──────── Data to use ────────
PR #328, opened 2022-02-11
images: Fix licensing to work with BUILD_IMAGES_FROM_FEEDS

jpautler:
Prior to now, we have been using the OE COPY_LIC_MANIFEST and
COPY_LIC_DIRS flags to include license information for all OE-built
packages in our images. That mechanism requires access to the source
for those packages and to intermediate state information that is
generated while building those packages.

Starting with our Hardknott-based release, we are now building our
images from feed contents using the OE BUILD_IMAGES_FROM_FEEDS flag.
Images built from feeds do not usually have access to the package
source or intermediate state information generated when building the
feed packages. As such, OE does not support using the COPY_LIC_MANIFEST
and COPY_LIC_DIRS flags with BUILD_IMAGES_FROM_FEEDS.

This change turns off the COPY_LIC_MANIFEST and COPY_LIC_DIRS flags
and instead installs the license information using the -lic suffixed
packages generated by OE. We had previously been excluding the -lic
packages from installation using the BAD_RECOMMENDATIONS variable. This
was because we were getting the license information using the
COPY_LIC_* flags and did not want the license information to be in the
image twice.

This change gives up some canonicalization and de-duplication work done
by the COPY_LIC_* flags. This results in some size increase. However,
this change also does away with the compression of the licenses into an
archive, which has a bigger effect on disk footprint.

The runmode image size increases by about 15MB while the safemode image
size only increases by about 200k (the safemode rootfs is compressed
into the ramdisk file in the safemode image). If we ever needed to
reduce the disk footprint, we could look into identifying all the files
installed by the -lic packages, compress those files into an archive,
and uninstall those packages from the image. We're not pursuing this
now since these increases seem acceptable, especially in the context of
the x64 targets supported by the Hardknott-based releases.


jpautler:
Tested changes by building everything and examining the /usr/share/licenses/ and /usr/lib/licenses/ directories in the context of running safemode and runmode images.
────────
◆ Work order: Give back, word for word, only the lines above from the line holding "was because we" to the line holding "archive, which has", both included.

◆ Answer space:
was because we were getting the license information using the
COPY_LIC_* flags and did not want the license information to be in the
image twice.

This change gives up some canonicalization and de-duplication work done
by the COPY_LIC_* flags. This results in some size increase. However,
this change also does away with the compression of the licenses into an
archive, which has a bigger effect on disk footprint.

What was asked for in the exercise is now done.